TASK TO COMPLETE: All lines holding the word "move" in the listing below need to be copied.
##############################
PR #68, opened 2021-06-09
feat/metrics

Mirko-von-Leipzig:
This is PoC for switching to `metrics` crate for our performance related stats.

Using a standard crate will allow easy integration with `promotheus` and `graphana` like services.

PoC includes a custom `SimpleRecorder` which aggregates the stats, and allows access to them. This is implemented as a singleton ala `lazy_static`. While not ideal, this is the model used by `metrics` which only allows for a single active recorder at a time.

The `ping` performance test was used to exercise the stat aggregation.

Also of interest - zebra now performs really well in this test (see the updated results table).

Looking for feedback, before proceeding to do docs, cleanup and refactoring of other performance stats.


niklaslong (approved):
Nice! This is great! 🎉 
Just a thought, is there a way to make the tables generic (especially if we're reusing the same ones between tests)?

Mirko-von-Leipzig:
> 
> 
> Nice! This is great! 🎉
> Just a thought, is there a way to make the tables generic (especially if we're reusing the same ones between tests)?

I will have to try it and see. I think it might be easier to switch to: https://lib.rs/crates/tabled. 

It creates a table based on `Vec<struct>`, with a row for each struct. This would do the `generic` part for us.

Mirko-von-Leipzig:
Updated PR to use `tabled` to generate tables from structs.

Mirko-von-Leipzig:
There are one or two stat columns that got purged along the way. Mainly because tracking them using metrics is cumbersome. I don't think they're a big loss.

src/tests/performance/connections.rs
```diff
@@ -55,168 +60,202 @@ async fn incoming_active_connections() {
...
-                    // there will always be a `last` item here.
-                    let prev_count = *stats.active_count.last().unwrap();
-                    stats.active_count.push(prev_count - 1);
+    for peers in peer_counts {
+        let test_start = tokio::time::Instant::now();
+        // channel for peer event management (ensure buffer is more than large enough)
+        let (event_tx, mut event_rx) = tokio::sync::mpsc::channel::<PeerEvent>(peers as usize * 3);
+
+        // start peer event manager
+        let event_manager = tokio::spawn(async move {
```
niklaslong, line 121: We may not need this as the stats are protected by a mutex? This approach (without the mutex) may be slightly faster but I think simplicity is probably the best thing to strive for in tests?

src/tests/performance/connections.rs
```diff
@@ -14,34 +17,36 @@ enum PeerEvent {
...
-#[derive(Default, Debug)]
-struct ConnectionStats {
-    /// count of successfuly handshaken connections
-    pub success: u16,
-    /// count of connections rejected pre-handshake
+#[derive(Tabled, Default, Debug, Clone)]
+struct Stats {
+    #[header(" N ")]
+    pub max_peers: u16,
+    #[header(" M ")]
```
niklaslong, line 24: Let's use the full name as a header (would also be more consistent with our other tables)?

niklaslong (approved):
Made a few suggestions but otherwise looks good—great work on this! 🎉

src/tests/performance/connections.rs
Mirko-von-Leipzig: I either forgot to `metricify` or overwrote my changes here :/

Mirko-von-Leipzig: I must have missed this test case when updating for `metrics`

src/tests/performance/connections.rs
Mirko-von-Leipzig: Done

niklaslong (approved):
##############################
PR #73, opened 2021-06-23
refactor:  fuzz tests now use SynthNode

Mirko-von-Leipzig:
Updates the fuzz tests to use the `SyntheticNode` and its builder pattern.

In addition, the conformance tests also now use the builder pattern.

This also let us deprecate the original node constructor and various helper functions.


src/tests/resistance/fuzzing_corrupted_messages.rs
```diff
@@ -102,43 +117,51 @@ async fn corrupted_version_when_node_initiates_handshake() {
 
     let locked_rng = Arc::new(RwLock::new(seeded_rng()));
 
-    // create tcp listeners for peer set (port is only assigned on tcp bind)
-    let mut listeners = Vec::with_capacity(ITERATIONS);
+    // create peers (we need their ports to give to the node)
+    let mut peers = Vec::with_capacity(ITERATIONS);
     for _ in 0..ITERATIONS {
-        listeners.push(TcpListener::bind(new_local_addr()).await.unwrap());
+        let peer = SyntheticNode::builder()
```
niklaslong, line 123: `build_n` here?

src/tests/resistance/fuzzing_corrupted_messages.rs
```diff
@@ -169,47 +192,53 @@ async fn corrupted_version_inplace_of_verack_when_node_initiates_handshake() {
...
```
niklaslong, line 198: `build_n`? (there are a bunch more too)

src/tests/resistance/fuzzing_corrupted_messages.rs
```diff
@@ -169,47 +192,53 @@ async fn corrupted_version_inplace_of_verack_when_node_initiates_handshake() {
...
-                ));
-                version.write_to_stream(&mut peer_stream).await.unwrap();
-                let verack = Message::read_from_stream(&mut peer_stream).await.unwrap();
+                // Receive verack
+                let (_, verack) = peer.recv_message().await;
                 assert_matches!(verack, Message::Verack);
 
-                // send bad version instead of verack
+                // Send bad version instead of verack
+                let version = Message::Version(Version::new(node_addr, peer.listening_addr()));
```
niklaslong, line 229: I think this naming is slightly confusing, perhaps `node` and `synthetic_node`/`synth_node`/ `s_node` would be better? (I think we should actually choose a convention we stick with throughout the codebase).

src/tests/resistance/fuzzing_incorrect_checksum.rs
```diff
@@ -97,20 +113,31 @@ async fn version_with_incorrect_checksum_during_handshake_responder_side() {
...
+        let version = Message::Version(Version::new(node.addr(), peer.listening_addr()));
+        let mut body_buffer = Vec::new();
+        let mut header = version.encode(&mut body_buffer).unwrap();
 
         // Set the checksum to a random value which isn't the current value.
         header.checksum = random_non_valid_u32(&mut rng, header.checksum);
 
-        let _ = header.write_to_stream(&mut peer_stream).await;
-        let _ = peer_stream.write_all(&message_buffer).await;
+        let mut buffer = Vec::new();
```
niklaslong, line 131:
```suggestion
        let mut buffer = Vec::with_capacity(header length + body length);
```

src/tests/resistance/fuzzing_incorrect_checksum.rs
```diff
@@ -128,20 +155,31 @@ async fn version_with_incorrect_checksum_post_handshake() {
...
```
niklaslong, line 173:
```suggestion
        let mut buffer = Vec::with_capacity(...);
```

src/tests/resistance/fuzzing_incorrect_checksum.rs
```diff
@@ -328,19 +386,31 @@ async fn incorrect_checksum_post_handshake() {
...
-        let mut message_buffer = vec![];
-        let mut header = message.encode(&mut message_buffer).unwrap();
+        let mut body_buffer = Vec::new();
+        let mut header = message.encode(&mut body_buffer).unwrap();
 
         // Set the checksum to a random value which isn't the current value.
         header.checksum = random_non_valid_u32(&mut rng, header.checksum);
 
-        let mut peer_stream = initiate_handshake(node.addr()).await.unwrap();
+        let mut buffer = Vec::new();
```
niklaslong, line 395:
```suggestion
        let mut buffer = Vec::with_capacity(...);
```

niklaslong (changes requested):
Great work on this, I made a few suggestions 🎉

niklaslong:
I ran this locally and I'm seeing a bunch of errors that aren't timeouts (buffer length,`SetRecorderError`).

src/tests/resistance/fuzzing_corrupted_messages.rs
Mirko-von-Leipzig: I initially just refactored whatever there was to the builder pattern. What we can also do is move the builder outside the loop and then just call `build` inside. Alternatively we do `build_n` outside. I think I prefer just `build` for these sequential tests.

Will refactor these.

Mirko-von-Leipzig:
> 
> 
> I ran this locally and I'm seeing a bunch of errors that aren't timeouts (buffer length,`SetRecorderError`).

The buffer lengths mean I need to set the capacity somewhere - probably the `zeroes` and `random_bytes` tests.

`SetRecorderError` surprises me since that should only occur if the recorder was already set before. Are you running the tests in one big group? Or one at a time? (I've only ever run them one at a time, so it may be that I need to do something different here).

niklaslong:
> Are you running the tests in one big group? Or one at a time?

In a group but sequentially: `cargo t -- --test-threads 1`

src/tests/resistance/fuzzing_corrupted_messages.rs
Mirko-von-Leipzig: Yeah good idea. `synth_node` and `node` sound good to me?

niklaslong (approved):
##############################
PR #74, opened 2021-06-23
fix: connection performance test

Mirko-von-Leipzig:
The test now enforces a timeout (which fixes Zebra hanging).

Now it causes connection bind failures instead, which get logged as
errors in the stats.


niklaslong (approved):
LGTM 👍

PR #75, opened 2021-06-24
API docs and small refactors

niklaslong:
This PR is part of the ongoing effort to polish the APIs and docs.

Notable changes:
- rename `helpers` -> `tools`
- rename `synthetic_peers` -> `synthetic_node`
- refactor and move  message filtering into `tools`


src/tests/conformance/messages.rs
##############################
RESULT:
+        let event_manager = tokio::spawn(async move {
Mirko-von-Leipzig: I initially just refactored whatever there was to the builder pattern. What we can also do is move the builder outside the loop and then just call `build` inside. Alternatively we do `build_n` outside. I think I prefer just `build` for these sequential tests.
- refactor and move  message filtering into `tools`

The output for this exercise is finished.